For one of our experiments, 1M-Duo Batch 2, we observed unusually high estimates of pool-construction variance and low estimates of array variance (see Figure 6). In this experiment, pool replicates were allelotyped on the same physical array (which holds two samples). Subsequently, we noticed that the array variance for replicates on the same chip were much smaller than the variance for replicates on different chips. Overall, this led to the array variance being underestimated relative to the pooling variance, leaving more variance to be accounted for by pool construction. In addition, the between-chip variance for these arrays was much higher than observed in the 1M-Duo Batch 1 dataset, which lead to large estimates of pooling and pool-construction variance overall. Ultimately, this was traced back to unusually high red channel intensity on some arrays, despite normalization, which biased allele frequency estimates array-wide. Clearly this will influence any downstream association analysis, so in this case, our analysis of variance served to flag a serious problem in the array data. It also highlighted the need to randomize DNA pool replicates among arrays that carry more than one sample, and to randomize by location on the array, particularly in the case of the 660-Quad and HumanOmni1-Quad arrays, which carry four samples.

The differences between 1M-Duo Batch 1 and 2 data were significant for normalized data, but not raw data.
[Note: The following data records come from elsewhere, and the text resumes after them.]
PR #368, opened 2016-04-18
Initial submission of CoAP-related code to the Nmap project.

makkolybabiobs:
I am submitting a new port definition, service probe, discovery script, and protocol library for CoAP, an Internet of Things HTML-like protocol. CoAP is standardized and has many implementations and public test servers. Along with MQTT, it appears to be one of the most popular protocols in its domain.

I corrected what appeared to be an error in the `unittest` library's own unit tests. I have also included a new test method `unittest.identical` which is useful for performing deep comparisons of arbitrary Lua objects. This method tests the existence, type, length, and value of all objects recursively. Its existence allows the unit testing of the packet building and parsing features, many of which return nested tables.

Since this protocol has many features which I found difficult to get just right, the library is very hierarchical, structured as sort of a tree where the leaves are usually `build()` or `parse()` functions. Points of complexity that could certainly use review are:

* `COAP.header.options.build()`
* `COAP.header.options.delta_length.build()`
* `COAP.header.options.delta_length.parse()`
* `COAP.payload.application_link_format.parse()`

The following command lines can be used to test multiple public test servers:

* `nmap -p U:5683 -sU --script coap-resources coap.me`
* `nmap -p U:5683 -sU --script coap-resources californium.eclipse.org`

The script output is a bit strange, having blank lines everywhere. I have not been able  to correct this, and have also failed to get the example code in `stdnse.format_output()` working as documented. Unsure if this is my failure or the library's, but assuming it's my fault for now.

If you have any questions or guidance, I will do my best to respond promptly.

### DIFF
--- a/nmap-service-probes
+++ b/nmap-service-probes
@@ -14663,3 +14663,10 @@ ports 1194,443,500
 rarity 9
 match openvpn m|^@........\x01\0\0\0\0d\xc1x\x01\xb8\x9b\xcb\x8f\0\0\0\0$| p/OpenVPN/
 
+##############################NEXT PROBE##############################
+# CoAP
+Probe UDP CoAP q|\x30\x01nm\xbb.well-known\x04core|
+rarity 9
+ports 5683
+sslports 5684
+match coap m|^\x60\x45nm| p/CoAP/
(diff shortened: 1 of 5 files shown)


makkolybabiobs:
Removed due to submitting with my work user, which could go sideways in some unforseen way.

PR #370, opened 2016-04-18
Mark SHA-1 as deprecated in ssl-enum-ciphers script.

selsky:


dmiller-nmap:
Thanks for the submission. Since SHA-1 certs are still accepted by major browsers until January 2017 (so far), we limited the 0 score to certs issued after January 2016, and chose to display a warning instead.

PR #392, opened 2016-05-28
Changing from Macports to Jhbuild for libapr and libsvn

W0naN0w:


dmiller-nmap:
These changes are mostly good, but you have a few issues still:

1. Your merge conflict is due to previous changes to `macosx/Makefile`. You should be able to figure out what those are (`OSX_MIN_VERSION` and other version-related changes), strip them out, and then make the appropriate commits.
2. Subversion 1.8 and later uses `serf` instead of `neon` for HTTP. We'll have to change that out, plus add a dependency for `SCons` which is required to build serf. SCons is installed from http://scons.org/ as a distutils package (using setup.py), so you can look for similar Python jhbuild modules for how to specify that. Then make a new module for serf that depends on scons. Since there's no "scons" module type, we'll have to cheat and use the "autotools" module type, overriding the `autogen-sh` command and `autogen-template`.  Here's a [helpful resource](http://www.linuxfromscratch.org/blfs/view/svn/basicnet/serf.html).
3. You can verify that everything works by just running `nmap-update`. It should give an error about authentication, but not about "Unrecognized URL scheme"

Other than that, everything worked well. I'm going to continue adding your other PRs to the beta testing branch and providing feedback on those separately. Thanks!

dmiller-nmap:
Looked into this for a bit and I'm still stuck, but I think you could figure this out. Here are my observations:

* To use `<autotools>` element for a SCons project, set the `autogen-sh="" makeargs="-v" skip-install="true" check-target="false"` attributes to avoid extra steps and trick jhbuild into thinking the "build" step succeeded (actual build is done during the "autogen" step). Just put your `scons` command line in the `autogen-template` attribute.
* Try to get the proper dependencies into each module: `nmap-deps` should only depend on `openssl` and `subversion`, but `subversion` can depend on `serf`, `apr`, etc.
* My scons command line was: `scons CFLAGS='-arch i386' LINKFLAGS='-arch i386' APR_STATIC=true PREFIX=%(prefix)s install`
* Serf is still linking some stuff wrong: using system iconv, which has caused problems for us in the past; linking system libapr instead of jhbuild's libapr, etc. This is the biggest problem I couldn't fix.
* Need to pass `OPENSSL_STATIC` to the nmap-update build, requiring changes to `macosx/Makefile` and `nmap-update/Makefile.in`. Don't make it an `AC_SUBST` variable (like `@OPENSSL_LIBS@`) because most of the time it will be dynamically linked from libsvn_ra_serf. Instead, just expand it in the Makefile as `$(OPENSSL_LIBS)` so that it's empty unless we pass it on the command line.

Good luck, I'm done for now! :)

W0naN0w:
This PR has been updated and redirected to #420.

PR #393, opened 2016-05-30
Makefile portability changes and packagemaker replacement

W0naN0w:

PR #394, opened 2016-05-30
Final designed DMG image 

W0naN0w:
I did not made any change on the final installer (inside the DMG image). This is due to packagemaker usage, although it can be done in a simple line after replacing the packagemaker line in macosx/Makefile by the new usage in PR #393. I will send another PR for that when the rest will be ready.


dmiller-nmap:
This isn't working for me for some reason. OS X 10.9, no errors, but the icons are not arranged and the image doesn't show up. I've found some discussion elsewhere that indicates there may be difficulty scripting Finder like this, and that I need to "Enable access for assistive devices" but I can't figure out how to do that so far. Moving on to other things for now, hopefully we can straighten this out soon.

W0naN0w:
Hello @dmiller-nmap, I saw your message this morning and suspected it to be just some incompatibilities with the recent commits I made. Fortunately that was part of the problem, but there was also a problem of time: hdiutil takes some time to create and mount the dmg (in createdmg.sh), about less than a second, thus the following Applescript was sometimes running a bit before the end of the hdiutil thread/process which was causing an issue getting the virtual disk name. Thus I added a sleep instruction of 1 second to fill this gap.
Appart from that, this was just about README which I rewrote in markdown format, so the file was actually README.md instead.
Finally there is no need to "Enable access for assistive devices" with this Applescript (I do not have that option enabled because I read once that it may involve some security issues...).

I am going to make a new PR so that the changes will be made on the actual source code.

Thank you for your review,
Talk to you soon

W0naN0w:
By the way, you have to change the access permissions to have the right to execute createdmg.sh

W0naN0w:
Please now refer to #454 which is an update of this one.
Waiting for your comments :)

PR #395, opened 2016-05-31
Updation of Nsock examples

tremblerz:
Just updated the function calls so that it can be compiled at least. Till now `make` wasn't working. Still there is a problem in SSL feature of nsock_telnet.c, will look into it later.


dmiller-nmap:
This looks good, no need to focus too much on the SSL part. Do fix the pointer incompatibility warning by removing the `*` from the parameter list of `try_cancel_timer` since `nsock_pool` is already a pointer type. Also, add an `ntohs` to the printing of the connected port, because it's reporting the wrong number (5888 == 0x1700, 23 == 0x0017). Then feel free to commit this.

PR #399, opened 2016-06-02
[Mac] New zenmap_auth_wrapper in Objective-C

W0naN0w:
The Objective-C **zenmap_auth.m** file replaces **zenmap_auth.c**.
Its main purpose is to call applescript scripts to launch Zenmap with a "helper tool" (an authorisation wrapper), that will launch Zenmap with/without administrator privileges.

Waiting for your comments!
Cheers,
VincentD


dmiller-nmap:
This works like a charm, thanks! I think that instead of changing `$CC` to `clang` directly, we should change `gcc` to `clang` at the top of the script where `CC` is set. Nothing else in the script uses CC, so there's no reason to set it to something that won't be used.

W0naN0w:
The pleasure is mine. You are right I am going to commit the corresponding changes right away. Thanks for your time and review!

W0naN0w:
Since I deleted the branch by mistake, I just opened a new PR: #456, which closes this one.

PR #400, opened 2016-06-03
support for TCP fallback

tremblerz:
There few things to mention here ->
1. Even if server is sending a UDP response with truncated field set high, it is very likely that our parser will be able to extract the answer.
2. In case none of the RRs are not parsed then this code will fallback to TCP.
3. Parsing of RR from a truncated packet works fine ( I tested it on my own DNS server ) and normal TCP query is also sent and received properly. Here is a link to Wireshark capture where TCP query was sent after seeing the truncated flag. ( I deliberately changed the code just for testing it otherwise TCP transaction will be performed only if answer could not be parsed and truncated flag is high)
   [capture.txt](https://github.com/nmap/nmap/files/297197/capture.txt)

### DIFF
--- a/nmap_dns.cc
+++ b/nmap_dns.cc
@@ -762,7 +762,7 @@ static void read_evt_handler(nsock_pool nsp, nsock_event evt, void *req) {
   // If there are no errors and no answer stop processing the event
   if(p.answers.empty()){
     //TRUNCATED bit in the flag denotes truncated reply by the server
-    if (DNS_HAS_FLAG(f, DNS::TRUNCATED)){
+    if (DNS_HAS_FLAG(f, DNS::TRUNCATED))
       tcp_fallback(nse_iod(evt), (request *)req);
     return;
   }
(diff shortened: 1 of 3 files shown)


dmiller-nmap:
@tremblerz Can we try an alternative approach and then compare the two? Check out how we handle CNAME responses: we fall back to using the system resolver for these responses, which is OK because they are few and far between. TCP fallback responses (truncated and lacking a clear answer in the truncated portion) should be even rarer. Falling back to using `getnameinfo` shouldn't impose much of a performance increase, and would be safer than including lots of extra code, but we could try both and compare them to be sure.

If we did this, we'd want to change some of the naming, because the same list of deferred names could be used for both CNAME and truncated responses. I would change `ACTION_CNAME_LIST` to `ACTION_SYSTEM_RESOLVE` and `cname_reqs` to `system_reqs` or `deferred_reqs` or similar. There may be others.

dmiller-nmap:
Fixed in 0c1d68d

PR #402, opened 2016-06-04
Fixes unexpected timeout of http-slowloris

tremblerz:
The default timeout is 30 minutes and can be changed through timelimit argument, but the script opens minimum of 1000 threads for keeping half-http connections hence stopping all the threads as soon as timeout occurs is little difficult but some improvements have been made in this patch so as to increase the precision and make better effort for timing out the concurrent threads fast.

### DIFF
--- a/scripts/http-slowloris.nse
+++ b/scripts/http-slowloris.nse
@@ -71,7 +71,6 @@ counter = 0
 -- requested concurrent connections because of the webserver configuration (eg
 -- maxClients on Apache)
 local Sockets = 1
-local socket = {}
 -- this will save the amount of new lines sent to the half-http requests until
 -- the target runs out of ressources
 local Queries = 0
@@ -295,6 +294,7 @@ local function worker_scheduler(host, port)
 end
 
 action = function(host, port)
+
   Mutex("lock") -- we want only one slowloris instance running at a single
   -- time even if multiple hosts are specified
   -- in order to have as many sockets as we can available to
--- a/scripts/http-slowloris.nse
+++ b/scripts/http-slowloris.nse
@@ -66,7 +66,6 @@ local end_time
 
 -- this will save the amount of still connected threads
 local ThreadCount = 0
-counter = 0
 -- the maximum amount of sockets during the attack. This could be lower than the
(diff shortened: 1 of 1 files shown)


scripts/http-slowloris.nse
```diff
@@ -62,16 +62,15 @@ portrule = shortport.http
 
 local SendInterval
 local TimeLimit
-
+local end_time
 
 -- this will save the amount of still connected threads
 local ThreadCount = 0
-
+counter = 0
```
dmiller-nmap: unused global

dmiller-nmap:
I think this is a good approach, but there is a bigger issue with this script: the use of file-scoped variables (treated as "global," though that has a very different meaning for Lua). As I understand it, every instance of this script will share these variables, so if two services are scanned, the second one to start could e.g. prolong the first one's execution time by modifying `end_time`. I think it might have trouble running against a plain HTTP and an HTTPS service at the same time, too, because `Bestopt` would get overwritten.

The better solution would be to limit the number of these variables needed by scoping as narrowly as possible, then passing the ones that really are necessary as keys in the `obj` table (perhaps renamed to `state` or similar) that is currently used only as a condvar key. The goal is that everything is scoped to the `action` function or closer, so that there is not interaction between runs against different hosts and ports.

scripts/http-slowloris.nse
tremblerz: Oh ! I was using that while debugging, will remove it.

dmiller-nmap:
@tremblerz I'm still not sure about the approach of single-threading the http-slowloris script, especially with @TudorComan's investigations into increased parallelism. But these changes are good for improving responsiveness and granularity of the script to timeouts. I tested by setting a timeout of 30s, and the scan time went from 119s before this change to 47s after, which is much closer.

Go ahead and commit this!

tudorcoman:
@dmiller-nmap what are you talking about?

dmiller-nmap:
Lol, sorry @tudorcoman, I meant @Tudor-Coman

tremblerz:
I've got this PR committed into main svn trunk and forgot to specify "closes #402" in commit message so I am closing this PR manually. Thanks for reviewing.

PR #406, opened 2016-06-07
Add checks and modify the way $LANG is set

W0naN0w:


W0naN0w:
A new PR has been sent instead of this one: #419

Issue #407, opened 2016-06-07
Need for some kind of flag to kill a thread from inside of the script


tremblerz:
There are plenty of scripts which use `stdnse.new_thread` to invoke a new thread from inside of a script but we don't have any support right now for killing a thread from inside of the script. As suggested by @bonsaiviking we can have a flag like "reap" which could be set by parent thread indicating "I don't want to wait for this thread any more. Please kill it for me". Hence at the time of checking timeout, [here](https://github.com/nmap/nmap/blob/master/nse_main.lua#L985) we can also check for the flag and kill it.

dmiller-nmap:
I had another thought: don't we already have a method for a parent script to do this? It keeps a list of running threads to loop over, checking for "dead" status. But doesn't the thread object itself have a "close" method? So for http-slowloris, in `worker_scheduler` we could have something like:

```
  while not DOSed and not StopAll do
    -- keep creating new threads, in case we want to run the attack indefinitely                
    repeat
      if StopAll then
        for thread in pairs(Threads) do
          thread:close()
        end
        return
      end
```

tremblerz:
Oh ! I see, never thought doing this way. I tried running this modification and it works very well as per expectation.

PR #408, opened 2016-06-07
Support for reap flag

tremblerz:
So as discussed in [#407](https://github.com/nmap/nmap/issues/407), I have added reap flag here. Just one problem I got to see and that was how to return this flag by reference so instead, I passed the whole thread to the script and yes as predicted it works super fast in killing the worker threads created from inside of a script ( I tested it for http-slowloris ). But one more problem is there and that is how to return this flag for those worker threads which are getting created in `action()`

### DIFF
--- a/nse_main.lua
+++ b/nse_main.lua
@@ -473,6 +473,7 @@ do
       script = self,
       type = script_type,
       worker = false,
+      reap = false, --reap flag is used to indicate whether child threads should be killed or not
     };
     thread.parent = thread;
     setmetatable(thread, Thread)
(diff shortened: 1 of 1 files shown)


tremblerz:
@bonsaiviking  Can't see the reason but closing the thread from nse_main.lua is much faster than `thread:close()` from inside of the script, specially when target is having more latency ( cases where the script starts showing traceback error ).

tremblerz:
As we have support for closing a thread using `thread:close()` we can use it to kill a thread from inside. Though this flag can be used to kill all of the child threads without the intervening of thread scheduler we might use it in future if need arises, for now I am closing this PR.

On one hand, it may be that greater noise associated with the raw data prevented differences in array variance and pool construction variance from being significant. On the other, it is possible that the normalization procedure itself exacerbated technical artifacts only present on some arrays, leading to the observed differences in normalized data. This can occur if technical artefacts violate the assumptions of the normalization [26].